You could have fooled me.

Aristocraft is gone, USA Trains hasn't brought out anything really new for years (I don't count repaints as new), Hartland the same,Bachmann the same.
The only G scale manufacturers who are bringing out really new items, ie new molds or at least modified ones are the Europeans - Piko. LGB. ESU-Pullman, Preiser, Pola

There wasa short two year upswing in Europe with G scale but that has fizzled out again.


----------



## East Broad Top (Dec 29, 2007)

I don't know that you'll ever get the 20 - 30-somethings to be all that active in model railroading (or any similar hobby). Most folks in that age group aren't mentally wired towards "cerebral" hobbies like that. They're into much more active pursuits. That's not to say they're not interested, but they've got other priorities. I stuck with garden railroading through college and through my 30s, but I was for the most part the lone representative of that age group. 

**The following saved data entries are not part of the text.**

PR #1077, opened 2019-11-18
Create /delete route in community

sarahzinger:
## Links
* Remix link: https://humane-clam.glitch.me/
* Issue-tracker link: https://app.clubhouse.io/glitch/story/3229/create-a-delete-token-token-route-in-community

## GIF/Screenshots:
Error view:
Screen Shot 2019-11-18 at 3 48 30 PM
Success view:
Screen Shot 2019-11-18 at 3 48 44 PM

## Changes:
Adds a success and error state for when users click the link in their email to delete their account. Right now those backend endpoints don't exist but eventually they'll be able to:
- click a button in community to delete their account
- this sends them an email
- this email contains a link to glitch.com/delete?token=sometoken
- we then use that token to delete their account
- if the token is valid we show them a success page, with a form to explain why they are leaving glitch
- if the token is invalid we show them an error page

Since the backend is not complete I've just worked on the visual aspects.

## How To Test:
* enable deleting on the /secret page
* go to https://humane-clam.glitch.me/delete?token=good to see the success page and any other token to see the error page. When you submit feedback you should be able to see it in segment's debugger. Here's an example of what I see, seems like the string is sanitized to me?:
```
analytics.track('Submitted User Deletion Feedback', {
  reasonForLeaving: 'this is an example of a longer response that we could hypothetically receive however this is not deployed as of yet so you can definitely disregard it if you\'d like. It has not bearing on our current churn rate, I just wanted to see what is a reasonable max length for the input box you know? I\'m thinking 500 characters is plenty to say that a user is deleting their profile on glitch.com because they woke up on the wrong side of the bed, but I don\'t know if it\'s too many characters for segment.'
});
```

## Feedback I'm looking for:
visually how's this looking? Also right now I'm sending why folks are leaving to segment, which seems...ok? I'm worried segment is flakey. I also worry about if segment can handle long response and stuff so I limited the textarea to 500 characters, let me know if that seems ok?

### DIFF
--- a/src/presenters/pages/delete.js
+++ b/src/presenters/pages/delete.js
@@ -3,7 +3,7 @@ import { Helmet } from 'react-helmet-async';
 import Layout from 'Components/layout';
 import { TextArea, Button, Icon } from '@fogcreek/shared-components';
 import Notification from 'Components/notification';
-import { useTracker } from 'State/segment-analytics';
+import { useTracker, useIsAnalyticsInitialized } from 'State/segment-analytics';
 import useDevToggle from 'State/dev-toggles';
 
 import { emoji } from 'Components/global.styl';
@@ -17,6 +17,7 @@ const ValidToken = () => {
     ...inherited,
     reasonForLeaving,
   }));
+  const isInitialized = useIsAnalyticsInitialized();
 
   const submitFeedback = () => {
     setShowNotification(true);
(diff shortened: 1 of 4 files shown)


clottman:
Worth calling out that if we're only sending responses to segment, users with tracking-preventing browsers or browser add-ons likely won't have their submissions recorded at all. Is that okay? @sarahzinger

sarahzinger:
@clottman great point thank you!! Talked it over in the pod channel and I think the thing to do is to see:
-- can we detect if a user is blocking segment, if so lets hide the form (and/or possibly show an email)
-- and if not that then can we detect if a segment event did not succeed and if so show that to the user.

Going to move this back to WIP and try to update accordingly thanks for bringing this to my attention!

sarahzinger:
Now featuring an email for folks blocking segment :) 

Screen Shot 2019-11-22 at 3 12 29 PM

sarahzinger:
@clottman want to take another look for me? ty!

src/presenters/pages/delete.js
```diff
@@ -0,0 +1,95 @@
...
+            <Notification type="success" persistent>
+              Thanks for sharing your thoughts!
+            </Notification>
+          )}
+        </>
+      ) : (
+        <p>
+          If you'd like to share any feedback, feel free to leave us a note at{' '}
+          <Button as="a" href="mailto:support@glitch.com">
+            <img src="https://cdn.glitch.com/99defeae-ef08-4bb7-ba01-385a81949100%2FemailBlack.svg?1537835934697" alt="" width="18" />{' '}
```
clottman: Would the Icon component be able to be used here? Mostly to reduce places we sprinkle the CDN urls in case we change out the emoji later on.

src/presenters/pages/delete.js
```diff
@@ -0,0 +1,95 @@
...
+
+  const submitFeedback = () => {
+    setShowNotification(true);
+    tracker();
+    setReason('');
+  };
+
+  return (
+    <div>
+      <h1>Your account has been deleted</h1>
```
clottman: This is super minor but we use a `.` at the end of the header on the error page ("Sorry, we were unable to delete your account.") and not one here. I don't know what our design/content guidelines would say about what the preferred way is.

It wasn't until I was in my late 30s and now early 40s that I'm seeing more folks in my age group come into the fold. Few of these folks magically woke up one morning and said "gee, I think I'll buy a train set!" Rather, the seeds were planted long, long ago, but it took this long for time, money, and circumstances to allow the seed to take root. Most of us have young kids with whom we share the hobby. Maybe they'll stay with it, maybe they'll go off chasing footballs, hockey pucks, and companionship and leave it all behind. But the seed will have been planted. In another 30+ years, when they're sitting where we are now, who knows? 

Later,

K


----------



## Scottychaos (Jan 2, 2008)

East Broad Top said:


> It wasn't until I was in my late 30s and now early 40s that I'm seeing more folks in my age group come into the fold. Few of these folks magically woke up one morning and said "gee, I think I'll buy a train set!" Rather, the seeds were planted long, long ago, but it took this long for time, money, and circumstances to allow the seed to take root.
> 
> K


It happened to me exactly that way..
I was heavily into HO scale from the ages of about 10 to 18. had a large HO scale layout in my childhood bedroom.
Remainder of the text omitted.